### What the task asks
Below are some entries. Repeat exactly the lines from the one with "What's broken |" through the one with "user-context restore |", and only those.

(Stored items)
Content starts
PR #595, opened 2026-04-18
userspace/init: pre/post-write diagnostic markers around first write(1) (#478)

### LINKED ISSUE #484: userspace init: add fine-grained diagnostic markers around first write syscall (#478 split 1/2)

dburkart:
Subsumes #530 (same diagnostic content). Closes #484.

## Summary

Brackets `init::_start`'s first `write(1, HELLO_MSG)` with two additional diagnostic markers, both routed through the existing direct-syscall `write()` helper (so they exercise the identical syscall path):

- `init: pre-write marker` — emitted on fd=2 as the very first userspace action, immediately after `iretq` into ring 3 and before any other write.
- `init: post-write marker` — emitted on fd=1 right after the first `write(1, HELLO_MSG)` returns.

Registered in `xtask::SMOKE_MARKERS` with a three-way marker-localisation table so a flaked-out #478 boot can be classified from the serial log alone:

| Present | Absent | What's broken |
|---|---|---|
| `ring3-iretq:` | `init: pre-write marker` | First SYSCALL / entry trampoline silently faulted |
| `init: pre-write marker` | `init: hello from pid 1` | fd=1 write path or state between writes |
| `init: hello from pid 1` | `init: post-write marker` | SYSRET / user-context restore |

No behavioral change beyond the two extra `write()` calls.

## Repro status (on this branch, post-rebase onto main @ `b16ec78`)

A local bounded 30x TCG soak (`timeout 900 cargo xtask smoke`) reproduced #478 at ~10% flake rate. The failing iterations terminate with:

```
init: entering ring-3 entry=0x400000 rsp=0x7fffff58
init: iretq to ring-3
-----------------------
Error: "smoke: missing markers [\"init: hello from pid 1\", \"init: post-write marker\", \"init: pre-write marker\"]"
```

Three signals pin this to the **entry-trampoline class**:

1. `ring3-iretq:` fires — kernel reached the 5-word IRETQ frame push cleanly.
2. No `init: pre-write marker` — userspace never successfully completed its first SYSCALL.
3. No `ring3-first-fault:` — the IDT's one-shot CPL=3 fault latch never tripped, so whatever is happening is not a ring-3 #PF / #GP / #UD (each of which runs `log_first_ring3_fault`).

The follow-up fix (root-causing what stalls between `iretq` and the first user SYSCALL without taking any CPU exception) continues on #478. This PR lands the classification vehicle so the next flake leaves more evidence.

## Test plan

- [x] `cargo xtask build` on this branch — succeeds.
- [x] `cargo xtask smoke` — passes on green iterations with all 35 markers; the two new markers fire immediately after `ring3-iretq:` on the happy path.
- [x] Local 30-iter TCG soak reproduces #478 with the marker set (~10% flake rate) and pins the classification.
- [ ] CI: fmt + build, host unit tests, integration tests (QEMU), smoke test.
- [ ] Post-merge: 3 consecutive all-green main CI runs (tracked on #478 — gating criterion for the root-cause fix, not this diagnostic PR).

## Test plan (boilerplate checklist)

- [ ] CI `fmt + build` green
- [ ] CI `host unit tests` green
- [ ] CI `integration tests (QEMU)` green
- [ ] CI `smoke test` green

### DIFF
--- a/userspace/init/src/main.rs
+++ b/userspace/init/src/main.rs
@@ -74,9 +74,33 @@ const HELLO_MSG: &[u8] = b"init: hello from pid 1\n";
 /// Emitted after the parent collects the child's exit status.
 const DONE_MSG: &[u8] = b"init: fork+exec+wait ok\n";
 
+/// Diagnostic marker for #478. Emitted on fd=2 as the very first userspace
+/// action — i.e. after `iretq` into ring 3 but before the first
+/// `write(1, HELLO_MSG)`. If the kernel-side `ring3-iretq:` marker fires
+/// but this one doesn't, the first SYSCALL instruction or the entry
+/// trampoline silently faulted before the handler ran. If this fires but
+/// `init: hello from pid 1` doesn't, the failure is specific to the fd=1
+/// write path, not ring-3 entry.
+const PRE_WRITE_MSG: &[u8] = b"init: pre-write marker\n";
+
+/// Diagnostic marker for #478. Emitted on fd=1 immediately after the
+/// first `write(1, HELLO_MSG)` returns. If `init: hello from pid 1` fires
+/// but this marker doesn't, the write syscall return path (SYSRET /
+/// restore of user context) is the culprit, not the write itself.
+const POST_WRITE_MSG: &[u8] = b"init: post-write marker\n";
+
 #[no_mangle]
 pub extern "C" fn _start() -> ! {
+    // Pre-write diagnostic marker — see #478. Emitted on fd=2 so it
+    // exercises the syscall path but writes to a distinct stream from
+    // HELLO_MSG, making it easy to grep from the serial log.
+    write(2, PRE_WRITE_MSG);
+
     write(1, HELLO_MSG);
+
+    // Post-write diagnostic marker — see #478. Emitted immediately after
+    // the first `write(1, HELLO_MSG)` returns, before any further work.
+    write(1, POST_WRITE_MSG);
 
     // fork() — child PID returned to parent; 0 returned to child.
     let fork_ret: i64;
--- a/xtask/src/main.rs
+++ b/xtask/src/main.rs
@@ -106,7 +106,24 @@ const SMOKE_MARKERS: &[&str] = &[
     // `ring3-first-fault:` diagnostic line emitted by the IDT fault
     // handlers in that case).
     "ring3-iretq: rip=",
+    // #478 diagnostic: emitted by userspace init on fd=2 as the very first
+    // userspace action, immediately after ring-3 entry and before the first
+    // `write(1, HELLO_MSG)`. Three-marker localization:
+    //   - `ring3-iretq:` present, `pre-write marker` absent:
+    //     first SYSCALL instruction or the kernel syscall-entry trampoline
+    //     silently faulted before the Rust handler ran.
+    //   - `pre-write marker` present, `init: hello from pid 1` absent:
+    //     fd=1 write path (or state between the two writes) is the culprit,
+    //     not ring-3 entry.
+    //   - `init: hello from pid 1` present, `post-write marker` absent:
+    //     SYSRET / user-context restore is the culprit, not the write itself.
+    "init: pre-write marker",
     "init: hello from pid 1",
+    // #478 diagnostic: emitted on fd=1 immediately after the first
+    // `write(1, HELLO_MSG)` returns, before any further work (fork etc.).
+    // Missing this while `init: hello from pid 1` fires is a signal that the
+    // SYSRET / user-context restore after the first write is broken.
+    "init: post-write marker",
 ];
 
 /// Markers for the fork+exec+wait flow. These are flakey under un-accelerated


dburkart:
Auto-engineer status update — parking this PR for human review.

## Context

Assigned to stack a fix for #527 (fork CoW #PF at `rip=0x4002c6 cr2=0x7fffff0c`) onto this branch. Attempted a reproducer + investigation; status below.

## What was tried

1. **Reproduced the failure locally** via `cargo xtask smoke` on `m478-v3` HEAD (`ba6f809`). Local failure signature matches CI run `24608250754` exactly:

   ```
   init: iretq to ring-3
   -----------------------
   Error: "smoke: missing markers [...]"
   ```

   No `ring3-first-fault:`, no `EXCEPTION:` line, no `#PF` handler entry. Userspace never reaches the first SYSCALL.

2. **Symptom classification.** The failure on this PR's CI is the **#478 signature** (silent stall between `iretq` and first user SYSCALL — no exception fires), not the **#527 signature** (user write-fault at `cr2=0x7fffff0c rip=0x4002c6` which is handled by the existing CoW resolver and logs `ring3-first-fault:`). The task brief conflated the two, but the CI evidence shows the marker PR is making #478 reproducible, not #527.

3. **Code audit of the candidate root causes in #527's list:**
   - `fork_address_space` (kernel/src/mem/addrspace.rs:750) — correctly W-strips parent PTEs, bumps refcount, maps read-only in child, restores on error.
   - `cow_copy_and_remap` (kernel/src/mem/paging.rs:388) — allocates new frame, copies PTE-pointed source, releases old PTE ref.
   - `#PF` handler CoW branch (kernel/src/arch/x86_64/idt.rs:252) — takes `is_prot && is_write && pte_flags.WRITABLE`. The stack VMA from `init_process.rs:77-104` carries `prot_pte = PRESENT | WRITABLE | USER | NX`, so the branch is entered correctly.
   - `current_vma_lookup` uses `aspace.try_write()` which returns `None` on contention. Parent and child have **separate `Arc<RwLock<AddressSpace>>`** (created at `fork_current_task` line 218), so cross-task contention on one aspace is not possible in the single-CPU kernel.
   - None of these audits produced a concrete bug hypothesis I can confidently land a fix for.

## Why I'm parking instead of pushing a speculative fix

The CI failure mode on this PR is `iretq → silence` with no exception. Nothing in the #PF / CoW fault paths can explain a silent stall — those paths either resolve and return, or log+hang. The smoking gun from #527 (`ring3-first-fault: cr2=0x7fffff0c`) isn't appearing on this branch's CI; something earlier in the first user instruction sequence is stalling. Possible culprits that would need hardware-level QEMU tracing to discriminate:

- User instruction fetch at `0x400000` faults silently (TLB/PML4 inconsistency from the `flush.ignore()` paths in `map_in_pml4` when `Cr3 != pml4_frame`).
- IRETQ pushes consume a previously-unused frame but a preceding IRQ delivery clobbered it.
- A GDT / TSS / MSR config drift between the setup in `init::launch` and the ring-3 transition in `init_ring3_entry`.

Pushing a commit that guesses at one of these without confirmation would either be another band-aid (like #583, which was explicitly called out in the brief as the wrong approach) or code churn with no signal. Per the auto-engineer skill's "Parking the PR" contract, I'm stopping after a single fix round rather than burning review cycles on guesses.

## Next step for a human reviewer

Run `cargo xtask repro-fork --cycles 20000` with `-d int,cpu_reset` added to the QEMU cmdline in `xtask/src/main.rs`'s repro-fork harness to capture the faulting instruction trace around `rip=0x400000` at failure time. That output will pin #478 (and likely #527 along with it) to a concrete cause inside 20 minutes of trace inspection. Without that trace I don't have enough signal to land a defensible change.

## Unrelated observation

Integration-test CI is red on `main` since commit `cdf1d6e` (PR #610) with `ksymtab blob 262892 bytes exceeds reservation 262144`. Tracked as #615 with a parallel auto-engineer assigned. This PR's rebase onto post-#615 main is a prerequisite for CI-green merge regardless of the #527 question.

Labeling this PR `needs-human-review` and leaving the branch in place.

dburkart:
## Auto-engineer trace-capture update (WS-B, #478)

Rebased onto main (now including #621 wait4 timeout fix). Added `-d int,cpu_reset,guest_errors` + in_asm tracing to a direct QEMU loop (bypassing xtask scaffolding). Captured 4 failing traces + 1 passing baseline.

**Repro**: unchanged — `init: iretq to ring-3` + `ring3-iretq: rip=0x400000 rsp=0x7fffff58 cs=0x23 ss=0x1b rflags=0x202` prints, then serial goes silent.

## What the trace rules out

- **No #GP / #PF / #DF / #UD in the CPU trace** on failing runs (`grep -E "v=0[0-9a-f]"` → zero exception vectors after the two early-BIOS resets). So this is **not** an IRETQ fault, **not** a ring-3 instruction-fetch #PF, **not** a double-fault, **not** a triple-fault (no late `CPU Reset`).
- **CPL=3 count = 0** on failing runs, vs 1378+ on passing. So iretq never observably transfers to user mode, or transfers and is instantly re-entered by something the int-trace doesn't log.
- **debugcon shows `e0 e1`** (not `e0 e1 e0 e1`): the init task reaches `jump_to_ring3` asm, writes both markers, *then* iretq runs — there's nothing else after iretq before control is lost.

## What the trace points at

**Kernel is alive but timer-starved.** Over a 120 s failing run only 24 vector-0x20 (timer) ints fire on the failing path vs 5531 on the passing path. Adding `-d in_asm` shows the CPU executing a **spin loop in `vibix::process::current_pid`** for the entire tail of the run:

```
0xffffffff8005ef30:  pause
0xffffffff8005ef32:  movzbl (%rbx), %eax     ; %rbx = TABLE mutex lock byte
0xffffffff8005ef35:  test   %al, %al
0xffffffff8005ef37:  jne    0xffffffff8005ef30
```

That's the `spin::Mutex::lock()` spin for `process::TABLE` (at `0xffffffff802fe2d8`). It's entered with IF=1 (the preceding `sti` at 0x8005eef7 restores the saved flags after the `SCHED.lock()` / `IrqLock` critical section). So timer interrupts *should* fire and preempt the spinner, letting the holder release — but they apparently don't, or the holder cannot make progress.

Earlier timer samples in the same trace show the bootstrap task (SP = `0xffff80000ff52…`, kernel-main stack) **inside `process::register_init`** at pc=`0x8005f9cc`, about 30 s into the run, which is almost certainly where TABLE ends up held. Register_init is called exactly once from `init_process::launch`; if the bootstrap task is preempted between `TABLE.lock()` and the matching drop, any concurrent `current_pid()` caller spins, and we're observing exactly that spin.

## Hypothesis (unconfirmed)

This is a **single-CPU TABLE-lock contention / priority-inversion** between the init bootstrap path and one of the kernel tasks on the ready queue (shell / cursor_blink / the newly-spawned `init_ring3_entry`). The likely trigger is lock-ordering around `TABLE` + `SCHED`:
- `current_pid()` takes SCHED (IrqLock, IF=0) → releases → takes TABLE (spin, IF=1).
- Several existing callers (`sys_getsid`, `sys_getpgid`, `sys_setpgid`, etc.) take TABLE first, then call `task::current_id()` which takes SCHED. TABLE→SCHED order is *documented as forbidden* in `kernel/src/process/mod.rs:6-11`, but is still present in multiple call sites.
- The diagnostic markers on `m478-v3` tighten the boot timing just enough to expose a window where TABLE can remain held across the first `current_pid()` contention.

However, the actual *holder* at the hang point could not be confirmed from the int-trace alone — the spinner is the only task the trace samples once the kernel enters the stuck state.

## Artifacts (not pushed — too large for the repo)

Saved locally under `target/repro-478/`:
- `serial-{5,11,13}.log`, `debugcon-{5,11,13}.log` — 3 failing captures.
- `trace-{5,11,13}.log` (2.6–2.8 MB each) — `-d int,cpu_reset,guest_errors`.
- `target/repro-478-extended/fail-trace.log` — 120 s run with `+in_asm`, which is what pinpointed the current_pid spin.

## Recommendation

**Parking PR #595 again.** The diagnostic markers are doing their job — they make #478 deterministic. The trace strongly suggests a `TABLE` spinlock issue under boot-window contention, but pinning the exact holder needs either:
1. A debug build of `spin::Mutex` that logs the owner task id on each acquire (so the trace at the hang point shows who's sitting on it), or
2. A GDB-stub session (`-s -S`) so a human can step through the init sequence and snapshot all task kernel stacks the moment `current_pid` starts spinning.

Either is appropriate for a human expert; I don't think an auto-engineer should speculate a fix here (per PR #583's lesson).

State of the linked issues:
- **#478**: trace captured, hypothesis narrowed to a TABLE-lock / lock-ordering issue (not ring-3 entry). Not fixed.
- **#484**: subsumed by #478 (same signature). Not fixed.
- **#527**: likely a separate signature (ring-3 #PF on fork CoW at cr2=0x7fffff0c), but could also be a secondary effect of the same lock issue if the CoW path takes TABLE/SCHED in an incompatible order. Left open; no follow-up filed because #527 is not reproducing on the `m478-v3` local loop (only #478 is).

Issue #548, opened 2026-04-18
sys: wire setuid/setreuid/setresuid + setgid/setregid/setresgid (POSIX saved-set-uid)


dburkart:
## Motivation

Implements RFC 0004 — Workstream B (Credential enforcement, wave 1). Identity-change
syscalls. Must correctly implement POSIX §2.4 saved-set-uid semantics so a setuid
binary can drop privilege and optionally restore it.

## Work

- [ ] Wire `setuid(uid)` — if euid == 0, set ruid/euid/suid all to `uid`; else require `uid == ruid || uid == suid` and set euid to `uid`
- [ ] Wire `setreuid(ruid, euid)` — `-1` leaves field unchanged; non-root requires each target to be one of the current {ruid, euid, suid}; update suid to new euid when euid changes or ruid was changed
- [ ] Wire `setresuid(ruid, euid, suid)` — `-1` leaves field unchanged; non-root requires each target ∈ current {ruid, euid, suid}
- [ ] Mirror all three for gid: `setgid` / `setregid` / `setresgid`
- [ ] **Supplementary groups NOT cleared on uid/gid transitions** — follow Linux rule, documented in RFC 0004
- [ ] Atomic update: write the new `Arc<Credential>` under the task's `BlockingRwLock`; readers continue to see the old snapshot until they re-read
- [ ] Errno coverage: `EAGAIN` (if we cap counts), `EINVAL`, `EPERM` per RFC errno table
- [ ] Integration test matrix:
  - root setuid drops all three to non-zero (verify cannot regain)
  - setuid binary's drop-and-restore dance via setreuid(ruid, suid)
  - setresuid with -1 preserves fields
  - setregid(-1, new_egid) transitions egid only

## Out of scope

- `setfsuid` / `setfsgid` (Linux-only filesystem identity) — deferred.
- `CAP_SETUID` / `CAP_SETGID` capabilities — explicit non-goal.

## Context

- Parent epic: #537
- Depends on: #546 (Credential struct)
- POSIX.1-2017 §2.4.4, §setuid/setgid, §setresuid
- RFC 0004 §Kernel-Userspace Interface (errno table)

PR #596, opened 2026-04-18
kernel/syscall: wire chmod/chown family to InodeOps::setattr (#541)

### LINKED ISSUE #541: sys: wire rename/renameat/renameat2(RENAME_NOREPLACE)
## Motivation

Implements RFC 0004 — Workstream A (POSIX write syscalls, wave 1). `rename` is the
atomic-swap primitive that higher-level tools (editors, package managers, rsync) depend
on. Without it, userspace can't perform atomic file replace, and the ext2 write path
can't be tested through its rename code path.

## Work

- [ ] Wire `rename(oldpath, newpath)` + `renameat(olddirfd, oldpath, newdirfd, newpath)`
- [ ] Wire `renameat2(..., flags)` supporting `RENAME_NOREPLACE` only (no `EXCHANGE`, no `WHITEOUT` in this epic)
- [ ] Cross-directory rename: lock parent dirs in ascending inode order (see RFC §Concurrency)
- [ ] Sticky-bit check on source parent (`S_ISVTX`) — symmetric with unlink
- [ ] Errno matrix per RFC 0004 §Kernel-Userspace Interface: `EACCES`, `EBUSY`, `EDQUOT`, `EEXIST` (w/ NOREPLACE), `EINVAL`, `EISDIR`, `ELOOP`, `EMLINK`, `ENOTDIR`, `ENOTEMPTY`, `EPERM`, `EROFS`, `EXDEV`
- [ ] Reject rename across mount points (`EXDEV`)
- [ ] Integration test: same-dir rename, cross-dir rename, `RENAME_NOREPLACE` conflict, sticky-bit block

## Out of scope

- Actual ext2 rename implementation with POSIX atomicity + link-count ordering (Workstream E).
- `RENAME_EXCHANGE`, `RENAME_WHITEOUT` — deferred (Open Question in RFC).

## Context

- Parent epic: #537
- RFC 0004 §Concurrency and locking, §Kernel-Userspace Interface errno table
- Ref: `kernel/src/fs/vfs/ramfs.rs` — reference rename op

dburkart:
## Summary

Wires the seven POSIX metadata-mutation syscalls that were stubbed to `-ENOSYS` while per-task credentials (#546) landed:

- `chmod(2)` = 90 / `fchmod(2)` = 91 / `fchmodat(2)` = 268
- `chown(2)` = 92 / `fchown(2)` = 93 / `lchown(2)` = 94 / `fchownat(2)` = 260

All seven route through one inner helper per op (`do_chmod` / `do_chown`), read the per-task `Credential` snapshot once, build a minimal `SetAttr`, and call `InodeOps::setattr`. Dispatch arms are `#[cfg(feature = \"vfs_creds\")]`-gated to preserve the A↔B gate; impl functions compile unconditionally so every branch type-checks.

Closes #541. Unblocker: #546. Workstream A of RFC 0004 ext2 epic #537.

## POSIX semantics worth reviewer attention

- **chmod**: allowed iff `euid == 0` or `euid == st_uid`; else `-EPERM`.
- **chown uid**: root-only. Non-root `-EPERM` the moment a non-sentinel uid is supplied.
- **chown gid**: root any. Owner may set to any supplementary group they currently belong to. Non-owner non-root always `-EPERM`.
- **`-1` sentinel**: `uid == u32::MAX` / `gid == u32::MAX` means "don't change". `fchown(fd, -1, -1)` is a permitted no-op returning 0 even for non-owners (matches Linux).
- **setuid-bit clearing on non-root chown of regular files**: `S_ISUID` always cleared; `S_ISGID` only cleared when `S_IXGRP` is also set — preserves the historic mandatory-lock marker per SUSv4.
- **fchmodat/fchownat flags**: `AT_SYMLINK_NOFOLLOW` is the only recognised bit; others `-EINVAL`. `lchown` == `fchownat(AT_FDCWD, path, uid, gid, AT_SYMLINK_NOFOLLOW)`.
- **Path walks** run under the caller's credential (new `resolve_inode_as` helper), not root, so search-denied components on the way to a writable leaf return `-EACCES`. Legacy `resolve_inode` keeps root semantics for read-only syscalls that predate the cred work.

Also adds `task::set_current_credentials` as the single write-side entry for the upcoming setuid/setgid family (#548) and the tests below. Builds a fresh `Arc<Credential>` rather than mutating in place so in-flight read-side snapshots stay consistent.

## Test plan

- [x] `cargo xtask test-integration` — all 17 new `syscall_chmod_chown` cases pass; full suite green except one cold-cache `wait4_condvar_race` flake that rerun cleanly.
- [x] `cargo xtask test-unit` — 409 host unit tests pass.
- [x] `cargo xtask smoke` — all 33 markers present (1 cold-cache miss on first run; clean on rerun, matches documented flake pattern).
- [x] `cargo xtask build` — clean build with rebased main.
- [ ] CI: wait for full gauntlet (build / unit / integration / smoke / soak) before merge.

Test coverage (`kernel/tests/syscall_chmod_chown.rs`):

- dispatcher gate: ENOSYS without `vfs_creds`, non-ENOSYS with.
- chmod by owner / by root succeed; by non-owner `-EPERM`.
- fchmod / fchmodat mirror chmod; fchmod on non-VFS fd `-EBADF`; fchmodat with `AT_FDCWD` resolves relative paths.
- fchmodat/fchownat reject unknown flag bits with `-EINVAL`.
- chown uid change by non-root `-EPERM`; by root succeeds.
- chown gid change by owner to a supplementary group succeeds; to a non-member group `-EPERM`.
- `fchown(fd, -1, -1)` no-op success as non-owner.
- setuid-bit clearing: S_ISUID always cleared, S_ISGID only cleared when S_IXGRP also set (verified on two chmods).
- lchown applies `AT_SYMLINK_NOFOLLOW` (regular-file case; symlink case deferred to the symlink syscall PR).

Generated with [Claude Code](https://claude.com/claude-code)

### DIFF
--- a/kernel/Cargo.toml
+++ b/kernel/Cargo.toml
@@ -299,6 +299,10 @@ name = "syscall_getuid_family"
 harness = false
 
 [[test]]
+name = "syscall_chmod_chown"
+harness = false
+
+[[test]]
 name = "ntty_sigint_flush"
 harness = false
 
--- a/kernel/src/arch/x86_64/syscall.rs
+++ b/kernel/src/arch/x86_64/syscall.rs
@@ -831,6 +831,41 @@ pub unsafe extern "C" fn syscall_dispatch(
         #[cfg(feature = "vfs_creds")]
         UNLINKAT => super::syscalls::vfs::sys_unlinkat_impl(a0 as i32, a1, a2 as u32),
 
+        // chmod / chown family (issue #541, RFC 0004 §Permission model).
+        // Every arm is gated behind `vfs_creds` — these syscalls make DAC
+        // decisions against the caller's credentials, so until Workstream
+        // B flips the feature on they must remain unreachable from ring-3.
+        // Integration tests call `sys_*_impl` directly, mirroring the
+        // mkdir/unlink convention.
+
+        // chmod(path, mode) — change the mode bits of `path`.
+        #[cfg(feature = "vfs_creds")]
+        CHMOD => super::syscalls::vfs::sys_chmod_impl(a0, a1),
+
+        // fchmod(fd, mode) — change the mode bits of an open fd's file.
+        #[cfg(feature = "vfs_creds")]
+        FCHMOD => super::syscalls::vfs::sys_fchmod_impl(a0, a1),
+
+        // fchmodat(dfd, path, mode, flags) — `*at` form of chmod.
+        #[cfg(feature = "vfs_creds")]
+        FCHMODAT => super::syscalls::vfs::sys_fchmodat_impl(a0 as i32, a1, a2, a3 as u32),
+
+        // chown(path, uid, gid) — change owner/group of `path`.
+        #[cfg(feature = "vfs_creds")]
+        CHOWN => super::syscalls::vfs::sys_chown_impl(a0, a1, a2),
+
+        // fchown(fd, uid, gid) — change owner/group of an open fd's file.
+        #[cfg(feature = "vfs_creds")]
+        FCHOWN => super::syscalls::vfs::sys_fchown_impl(a0, a1, a2),
+
+        // lchown(path, uid, gid) — change owner/group, stop on a symlink.
+        #[cfg(feature = "vfs_creds")]
+        LCHOWN => super::syscalls::vfs::sys_lchown_impl(a0, a1, a2),
+
+        // fchownat(dfd, path, uid, gid, flags) — `*at` form of chown.
+        #[cfg(feature = "vfs_creds")]
+        FCHOWNAT => super::syscalls::vfs::sys_fchownat_impl(a0 as i32, a1, a2, a3, a4 as u32),
+
         // poll(fds, nfds, timeout_ms) — wait for readiness on a set of fds.
         POLL => crate::poll::syscalls::sys_poll(a0, a1, a2 as i64),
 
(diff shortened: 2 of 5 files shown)


dburkart:
Parking this PR — `cargo fmt --check` is failing on the first CI run.

Failed job: https://github.com/dburkart/vibix/actions/runs/24607725250/job/71956673371

Fmt wants reflows in:
- `kernel/src/arch/x86_64/syscalls/vfs.rs` (around lines 1230 and 1401)
- `kernel/tests/syscall_chmod_chown.rs` (around lines 88, 302, 344, 472, 528, 551)

This is a mechanical `cargo fmt --all` fix, but it's outside the merge-watcher's scope (the watcher is spec'd not to fix code). No known flake attribution applies — rerunning would not help.

Other checks so far: RFC 0004 vfs_creds gate PASS, soak-eligibility PASS, host unit tests PASS, 100× smoke SKIPPED (as expected). `integration tests (QEMU)` and `smoke test` are still in progress; CodeRabbit pending.

Next step for a human / respawned auto-engineer: run `cargo fmt --all` locally, push, and let CI re-run.

Applying `needs-human-review` and exiting.

dburkart:
Applied `cargo fmt --all`; rekicking CI.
Content ends
### Your response
| Present | Absent | What's broken |
|---|---|---|
| `ring3-iretq:` | `init: pre-write marker` | First SYSCALL / entry trampoline silently faulted |
| `init: pre-write marker` | `init: hello from pid 1` | fd=1 write path or state between writes |
| `init: hello from pid 1` | `init: post-write marker` | SYSRET / user-context restore |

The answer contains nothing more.